Scalable AAV Manufacturing
In addition to SnapFast, OXGENE’s technologies include TESSA™, a scalable, plasmid-free adeno-associated virus (AAV) manufacturing system designed to facilitate robust and reproducible AAV manufacture at scale by lowering the high cost of goods and increasing packaging efficiency.
TESSA is designed to manipulate the adenoviral life cycle so that it can still provide high quality help for AAV replication without being able to manufacture itself, reducing adenoviral contamination by 99.9999% in a manufacturing run according to the company. Using two TESSA vectors improves yields of AAV2 by 40-fold, accompanied by a 2,000-fold increase in particle infectivity compared to a standard three-plasmid manufacturing approach.
OXGENE has also developed XLenti™ stable clonal packaging and producer cell lines offer easy scale up, reduced cost of goods and reduced process complexity. The company’s cloning and engineering services allow customers to customize and optimize plasmids for expression of a gene of interest, while its process development services optimize for preclinical lentiviral manufacture in its ISO:9001 accredited lab, manufacturing up to 10L scale before assisting technology transfer to customers’ own facilities or contract manufacturing organization.
From its inception, OXGENE has raised $26.6 million from investors, including Mercia Asset Management, Invesco and Canaccord Genuity Wealth Management. The three firms owned more than 80% of the company before the acquisition.
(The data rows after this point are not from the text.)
PR #1872, opened 2024-11-26
GO-4587 ObjectSearch should return dates by ids

KirillSto:
https://linear.app/anytype/issue/GO-4587/objectsearch-by-ids-should-return-date-objects

If ObjectSearch request includes filters by id and values are date object ids, than response should be enriched with date objects' details

### DIFF
--- a/core/date/suggest.go
+++ b/core/date/suggest.go
@@ -18,38 +18,18 @@ import (
 	"github.com/anyproto/anytype-heart/pkg/lib/localstore/objectstore"
 	"github.com/anyproto/anytype-heart/space"
 	"github.com/anyproto/anytype-heart/util/dateutil"
+	"github.com/anyproto/anytype-heart/util/pbtypes"
 )
 
-func EnrichRecordsWithDateSuggestion(
+func EnrichRecordsWithDateSuggestions(
 	ctx context.Context,
 	records []database.Record,
 	req *pb.RpcObjectSearchRequest,
 	store objectstore.ObjectStore,
 	spaceService space.Service,
 ) ([]database.Record, error) {
-	dt := suggestDateForSearch(time.Now(), req.FullText)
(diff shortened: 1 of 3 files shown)


core/date/suggest.go
```diff
@@ -18,55 +18,69 @@ import (
...
+	if err != nil {
+		return nil, fmt.Errorf("get space: %w", err)
+	}
 
-	// Don't duplicate search suggestions
-	var found bool
-	for _, r := range records {
-		if r.Details == nil || r.Details.Fields == nil {
+	for _, id := range ids {
+		if isRecordDuplicated(records, id) {
```
requilence, line 42: isRecordDuplicated -> recordsHasId

core/date/suggest.go
```diff
@@ -18,55 +18,69 @@ import (
...
 	ctx context.Context,
 	records []database.Record,
 	req *pb.RpcObjectSearchRequest,
 	store objectstore.ObjectStore,
 	spaceService space.Service,
 ) ([]database.Record, error) {
-	dt := suggestDateForSearch(time.Now(), req.FullText)
-	if dt.IsZero() {
+	ids := suggestDateObjectIds(req)
+	if ids == nil {
```
requilence, line 32: It is not a good practice to compare slice with nil, cause it can be empty but not nil. In your case if client sends id filter but it has no date ids suggestDateObjectIds will return empty slice instead of nil.

requilence (changes requested):

core/date/suggest.go
KirillSto: Fixed!

core/date/suggest.go
KirillSto: Yeah, thank you for mentioning that. Fixed!

requilence (approved):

Mercia, a regionally focused specialist asset manager with £872 million ($1.2 billion) in assets under management, will receive its largest cash exit to date—£30.7 million (about $42.9 million)—for selling its 32.1% direct holding in OXGENE. Mercia first invested in the company in July 2013 through its third-party managed enterprise investment scheme (EIS) funds, and began direct investment in December 2015, raising its stake to £6.1 million ($8.5 million).
“It was the right time to either make a significant change to the shareholder base or look to be acquired as a business,” Cawood said. “Market dynamics and the various needs within the cell and gene therapy industry meant that this was more likely to happen, right now, but I think for us as a business, it was also just the right time to do it.”
Culling the Field
Within cell and gene therapy, as with other biopharma specialties, growth in recent years has fueled ongoing consolidation of smaller service providers into larger ones.
- Charles River Laboratories last month agreed to acquire Cognate BioServices, a cell and gene therapy contract development and manufacturing organization (CDMO), for approximately $875 million cash. At the time, Charles River said the addressable market for Cognate’s CDMO services, primarily cell therapy and plasmid production, is approximately $1.5 billion and was expected to grow at least 25% annually over the next five years.
- HemaCare: In a deal completed January 3, Charles River agreed to expand its presence in cell therapy by acquiring HemaCare for $380 million.
- Catalent last year bought MaSTher-Cell, a Gosselies, Belgium-based CDMO also focused on cell and gene therapy, from Orgenesis, which received proceeds of approximately $127 million from the $315 million transaction. Catalent expanded into gene therapy in 2019, when it shelled out $1.2 billion to acquire Paragon Bioservices (since renamed Catalent Cell & Gene Therapy).
- Among broader contract research organizations (CROs) serving biopharma, ICON last week agreed to acquire PRA Health Sciences for approximately $12 billion in cash and stock. ICON’s workforce—approximately 16,000 employees as of December 31, 2020—includes more than 400 cell and gene therapy professionals focused on optimizing clinical trials from site selection to study startup through execution, with expertise that includes project management, clinical services, product-specific logistics solutions, data flow, regulatory strategy, and central laboratory services.